Slugger’s Daily Blogburst…

Right after a time off, here’s the return of the daily blogburst… If you have candidate posts for inclusion you can mail them to Kicking off with Gerard, who notes that Benedict did not get a fraction of the Brickbats for loving up to Capitalism than he did for attacking Gays. But, says Gerard, if he really wants to love up to the global market economy he might need to look at that little matter of Papal Infallibility…- Perhaps he ought to have a wee word with his English Primate, who still thinks the “preferential option for the poor” is a constant theme in Catholic social teaching.”

– Rick to do ‘cold turkey for a whole week. Good luck!!!

– JL is on to that old Irish political saw of a nation that likes to talk left but unerringly votes right. And he has the figures to prove it. In Dail Eireann there are a total of 166 seats; of he reckons 32 are Left and 134 on the Right. JL reckons the left needs to quit whinging and get organised.

– Malcolm tells the story of how Tony Gregory wangled IR£80 Million out of Charlie Haughey, and the distain it earned him from others on the left…

– Simon points to an nifty wee Oireachtas mashup tool. Nice idea. But it doesn’t work…

– Red Mum’s got a great piece of improv from the States

– Staff at Bobballs have a new competition going: the most inappropriate use of PR photos online. Good luck with that; we’ll expect plenty more where that came from… Oh, and there’s the pain of being a weekly.

– Johnny turns his gaze towards Gaza and the strange case of 75 Palestinians shot by Hamas activists in the legs

– Liam sees the crisis from another angle

– Chekov reckons the paradox in Cameron’s recipe for getting the UK out of the global recession is because the situation itself is paradoxical

– Splintered goes what looks to me to be an erudite rant on the inner cultural complexities of the SWP

– And in other news from the Sentinel Waterford Wedgewood to shift to Dubai and to take the county with them

Mick is founding editor of Slugger. He has written papers on the impacts of the Internet on politics and the wider media and is a regular guest and speaking events across Ireland, the UK and Europe. Twitter: @MickFealty

  • John 45

    Papacy & Capitalism etc.. I always thought it a bit artificial that John Paul II and even Benedict used to go on about the defects of Capitalism and so forth when the world economy was doing so well. I used to think – don’t upset the apple cart. I never saw them as approving ‘Globalization’.

  • Lidl Richard

    Funny how someone checked up Benedict’s speech and could not find what some commentators on another commentators found.

    You could make it up.

  • Rory Carr

    It is of course perfectly ridiculous for a Pope to issue a pompous statement on political economy. Although not quite as ridiculous as being foolish enough to listen the even more pompous statements of political leaders who have no idea whatsoever what it might cost, either in actual terms or as a slice of available income, to buy a loaf of bread or a pint of milk or how much it might cost a mother of children to top up her electricity card in order to provide light, heat and power to nurture her children.

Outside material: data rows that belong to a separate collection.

PR #592, opened 2026-05-22
Default targeted replies for targeted inbound messages

heyitsaamir:
## Summary
- make `send` / `reply` default to targeted when replying to a targeted inbound message
- keep explicit public sends, different recipients, and different conversation refs public
- split the targeting logic into helpers so the rules are less spicy
- keep `targetedMessageInfo` limited to targeted inbound replies, so normal explicit targeted sends still work
- add targeted-messages example commands for `send private` and `send public`

Note: this also cleans up a pre-existing dead branch from when `isTargeted` moved onto `recipient` — `params.recipient?.isTargeted` already means `params.recipient` exists.

image

## Test plan
- `cd packages/apps && npx jest src/contexts/activity.test.ts --runInBand`
- `cd packages/apps && npm run build`
- `cd examples/targeted-messages && npm run build`

### DIFF
--- a/examples/targeted-messages/README.md
+++ b/examples/targeted-messages/README.md
@@ -52,7 +52,7 @@ To make a command behave like `send private` or `send public`:
 4. Only send the private response when that check passes.
 5. You do **not** need to manually set `withRecipient(activity.from, true)` in this example — `ActivityContext` will mark the response targeted automatically when the inbound message was targeted.
 
-That combo makes the bot treat the slash-command message as private and lets you choose whether the response should be private or public. If the response still looks wrong, restart the example so it picks up the latest `ActivityContext` change.
+That combo makes the bot treat the slash-command message as private and lets you choose whether the response should be private or public.
 
 ## Run
 
--- a/examples/targeted-messages/README.md
+++ b/examples/targeted-messages/README.md
@@ -12,6 +12,7 @@ Targeted messages are messages that only a specific recipient can see - other pa
 | `test update` | Sends a targeted message, then updates it after 3 seconds |
 | `test delete` | Sends a targeted message, then deletes it after 3 seconds |
 | `test public` | Sends a public reply (visible to everyone) |
+| `send private` | Only sends a private message if the incoming message is targeted |
 | `test inbound` | Reads `activity.recipient.isTargeted` and reports whether the inbound message was targeted at the bot |
 | `help` | Shows available commands |
 
@@ -24,15 +25,33 @@ The `appPackage/manifest.json` uses `manifestVersion: "devPreview"` because the 
 
 Slash commands arrive at the bot as regular `MessageActivity` events with `activity.recipient.isTargeted === true`, which the `test inbound` handler in this sample demonstrates.
 
+The `send private` command is useful for verifying whether the inbound message was targeted. If it isn't, the bot says `Send it to me privately first!`.
+
 ## Testing in a Group Chat
 
 To properly test targeted messages:
 
 1. Add the bot to a **group chat** with 2+ people
-2. Send `test send`
+2. Pick the command from the `/` slash menu, or type `send private` as a slash command
 3. **Expected result**: 
-   - You (the sender) should see the "🔒 Targeted message"
+   - You (the sender) should see the targeted message
    - Other participants should **NOT** see it
+
+If you type `send private` as a normal message in 1:1 chat, it will not come through as a targeted message, so the private branch won’t fire.
+
+You can also try `send private` to verify the bot only sends a private response when the inbound message is targeted.
+
+## Making a command private
+
+To make a command behave like `send private`:
+
+1. In `appPackage/manifest.json`, keep `supportsTargetedMessages: true` on the bot.
+2. Add the command under a slash-triggered `commandLists` entry for `team` / `groupChat`.
+3. In your handler, check `activity.recipient?.isTargeted === true`.
+4. Only send the private response when that check passes.
+5. You do **not** need to manually set `withRecipient(activity.from, true)` in this example — `ActivityContext` will mark the response targeted automatically when the inbound message was targeted.
+
+That combo makes the bot treat the slash-command message as private and keeps the response private too. If the response still looks public, restart the example so it picks up the latest `ActivityContext` change.
 
 ## Run
 
--- a/examples/targeted-messages/README.md
+++ b/examples/targeted-messages/README.md
@@ -12,6 +12,7 @@ Targeted messages are messages that only a specific recipient can see - other pa
 | `test update` | Sends a targeted message, then updates it after 3 seconds |
 | `test delete` | Sends a targeted message, then deletes it after 3 seconds |
 | `test public` | Sends a public reply (visible to everyone) |
+| `send public` | Only sends a public message if the incoming message is targeted |
 | `send private` | Only sends a private message if the incoming message is targeted |
 | `test inbound` | Reads `activity.recipient.isTargeted` and reports whether the inbound message was targeted at the bot |
 | `help` | Shows available commands |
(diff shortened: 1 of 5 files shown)


packages/apps/src/contexts/activity.ts
```diff
@@ -254,12 +254,18 @@ export class ActivityContext<T extends Activity = Activity, TExtraCtx extends {}
...
-    // For targeted update (params.id exists), we don't update recipient since recipient cannot be changed.
-    if (params.type === 'message' && params.recipient?.isTargeted && !params.id) {
-      if (!params.recipient) {
-        params.recipient = this.activity.from;
-      }
+    // If the inbound message was targeted, default outgoing messages to targeted too.
+    // Callers can still opt out by explicitly supplying a non-targeted recipient.
+    if (
+      params.type === 'message' &&
+      this.activity.recipient?.isTargeted === true &&
```
heyitsaamir: hm this seems wrong.

heyitsaamir: nvm it's right

packages/apps/src/contexts/activity.ts
```diff
@@ -254,20 +254,23 @@ export class ActivityContext<T extends Activity = Activity, TExtraCtx extends {}
   async send(activity: ActivityLike, conversationRef?: ConversationReference) {
     const params = toActivityParams(activity);
 
-    // For targeted send, set the recipient if not already set.
-    // For targeted update (params.id exists), we don't update recipient since recipient cannot be changed.
-    if (params.type === 'message' && params.recipient?.isTargeted && !params.id) {
-      if (!params.recipient) {
```
heyitsaamir, line 260: This actually seems like a bug from before. How can params.recippient.isTargeted be true, and params.recipient not exist?

examples/targeted-messages/src/index.ts
```diff
@@ -50,11 +55,34 @@ app.on('message', async ({ send, activity, api }) => {
...
+    const isTargeted = activity.recipient?.isTargeted === true;
+    console.log('[send public]', { isTargeted });
+
+    if (!isTargeted) {
+      await send('Send it to me privately first!');
+    } else {
+      await send(
+        new MessageActivity('🌍 This is a **public message** — everyone can see this!')
+          .withRecipient(activity.from)
+      );
```
corinagum, line 63: Could we get further documentation underlining that for auto-targeting, caller must pass any recipient to work? (Maybe you had planned this already)

corinagum: (Inline comment indicating recipient = user here would also be good, I think)

packages/apps/src/contexts/activity.ts
```diff
@@ -254,20 +254,23 @@ export class ActivityContext<T extends Activity = Activity, TExtraCtx extends {}
...
+    // Callers can still opt out by explicitly supplying a non-targeted recipient.
+    if (params.type === 'message' && isIncomingTargeted && !params.id && !params.recipient) {
+      params.recipient = {
+        ...this.activity.from,
+        isTargeted: true,
+      };
     }
 
+    const isOutgoingTargeted = params.type === 'message' && params.recipient?.isTargeted === true;
+
```
corinagum: What is the behavior when `params.recipient` is set with auto-quoting/targetedMessageInfo? Quoted replies and targeted messages are mutually exclusive, so does it need to be stripped?

packages/apps/src/contexts/activity.ts
corinagum: Confirmed, pre-existing bug. Originally, `isTargeted` was on `Activity` so `params.isTargeted` and `!params.recipient` checks were indepdent of each other. Now that `isTargeted` is on recipient, `params.recipient` must exist. Could you add a comment to the PR summary as confirmation?

examples/targeted-messages/src/index.ts
```diff
@@ -10,6 +10,11 @@ const app = new App({
 
 app.on('message', async ({ send, activity, api }) => {
   const text = activity.text?.toLowerCase() || '';
+  console.log('[message received]', {
+    text: activity.text,
+    isTargeted: activity.recipient?.isTargeted === true,
+    from: activity.from?.id,
+  });
```
corinagum: Logger? Or are we moving away from it?

examples/targeted-messages/README.md
```diff
@@ -24,16 +26,34 @@ The `appPackage/manifest.json` uses `manifestVersion: "devPreview"` because the
...
+
+To make a command behave like `send private` or `send public`:
+
+1. In `appPackage/manifest.json`, keep `supportsTargetedMessages: true` on the bot.
+2. Add the command under a slash-triggered `commandLists` entry for `team` / `groupChat`.
+3. In your handler, check `activity.recipient?.isTargeted === true`.
+4. Only send the private response when that check passes.
+5. You do **not** need to manually set `withRecipient(activity.from, true)` in this example — `ActivityContext` will mark the response targeted automatically when the inbound message was targeted.
+
+That combo makes the bot treat the slash-command message as private and lets you choose whether the response should be private or public. If the response still looks wrong, restart the example so it picks up the latest `ActivityContext` change.
```
corinagum: This seems like a debugging sentence, maybe remove?

packages/apps/src/contexts/activity.ts
```diff
@@ -254,12 +254,18 @@ export class ActivityContext<T extends Activity = Activity, TExtraCtx extends {}
...
+      params.type === 'message' &&
+      this.activity.recipient?.isTargeted === true &&
+      !params.id &&
+      !params.recipient
+    ) {
+      params.recipient = {
+        ...this.activity.from,
+        isTargeted: true,
+      };
     }
```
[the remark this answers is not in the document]
heyitsaamir: good point, if the conversation id is provided, and is different, we should do a reuglar send.

packages/apps/src/contexts/activity.test.ts
```diff
@@ -279,6 +309,28 @@ describe('ActivityContext', () => {
...
+
+        expect(mockSender.send).toHaveBeenCalledTimes(1);
+        expect(mockSender.send).toHaveBeenCalledWith(
+          expect.objectContaining({
+            text: 'Public message',
+            type: 'message',
+            recipient: expect.objectContaining({ id: 'test-user', name: 'Test User', role: 'user' }),
+          }),
+          mockRef
+        );
```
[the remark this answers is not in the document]
heyitsaamir: good call

examples/targeted-messages/src/index.ts
heyitsaamir: actually the intent here is that the default behavior is to auto-target. But you bring up a really good point that if recipient that is not the user is set, then we shouldn't auto-target

examples/targeted-messages/src/index.ts
heyitsaamir: Yup will do. Just an example so didn't prioritize.

examples/targeted-messages/README.md
heyitsaamir: huh weird ,why did it add this, lol.

packages/apps/src/contexts/activity.ts
```diff
@@ -252,45 +254,80 @@ export class ActivityContext<T extends Activity = Activity, TExtraCtx extends {}
...
+
+    if (this.shouldOutboundBeAutoTargeted(params, conversationRef)) {
+      this.applyTargetedRecipient(params);
     }
 
-    // Auto-populate targetedMessageInfo entity for prompt preview
-    // when replying to a targeted message in the reactive flow.
-    if (
-      params.type === 'message' &&
-      this.activity.recipient?.isTargeted === true
```
heyitsaamir, line 269: Looks like this branch actually tried to do this very behavior we're adding here, but it never worked originally because it tried to do:
```
params.entities.push({
          type: 'targetedMessageInfo',
          messageId: this.activity.id,
        });
```

which is not the way this feature works

heyitsaamir: Yep, good call. `targetedMessageInfo` is not what makes the message private — `recipient.isTargeted` is the delivery mechanism. The PR now only adds `targetedMessageInfo` when replying from a targeted inbound activity, where it can point back to the original targeted prompt for preview/context. Generic targeted sends only use `recipient.isTargeted`, which avoids the 400 we saw when adding preview metadata to non-targeted inbound sends.

packages/apps/src/contexts/activity.ts
heyitsaamir: yup it should be stripped. We just check for isTargetedOutbound, and if it is, we strip the quoted replies.

heyitsaamir: (made it more readable)

corinagum (approved):

PR #609, opened 2026-06-06
Split apps Core around authenticated transports

heyitsaamir:
One liner: add an internal Core runtime for apps and move auth-aware transport setup behind it.

Stacking note: this is stacked on the BotBuilder HTTP adapter PR. That lower PR removes the BotBuilder plugin/server-DI pressure so this Core split can stay focused on App/Core responsibilities.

    Nor will such mealy- mouthed liberal pietisms as, “The poor must be allowed a voice” either serve. Until such times as the oppression of struggling for existence becomes intolerable and the poor and oppressed roar such that their united voice strikes very terror into the hearts of popes and princes and bankers and captains of industry will there be any hope of redress.

    What has been taken from the masses – their dignity, their freedom to give of their all to life and society and the full value of the product of their social labour, must be forcefully wrested back and only they united en masse can do that. Therein will they find their true holiness.

    It is a truth universally acknowledged that the greatest obstacle on the road to spiritual well-being is the individual’s ego and the greatest obstacle to overcoming that ego is singular introspection which only serves to feed it. Those furthest along that path to holiness are the sweaty, foul-mouthed masses who congregate together engaging roughly and with great genuine tenderness towards each other such as the pampered middle classes, the rich and pietous prelates with their rules of guarded decorum are incapable of. Until they can grasp this simple truth and themselves live and engage as honest members of society then popes and cardinals and preachers should stay silent. It was Christ’s living example that drew the masses to him. Only afterwards did they have any reason to listen to him preach.

    “I yearn”, said darling Danton, “for the day when the last princeling is hanged by the entrails of the last bishop.”

    What sweet good practice of euthanasia that would be. Let us then pray, “God speed the day”.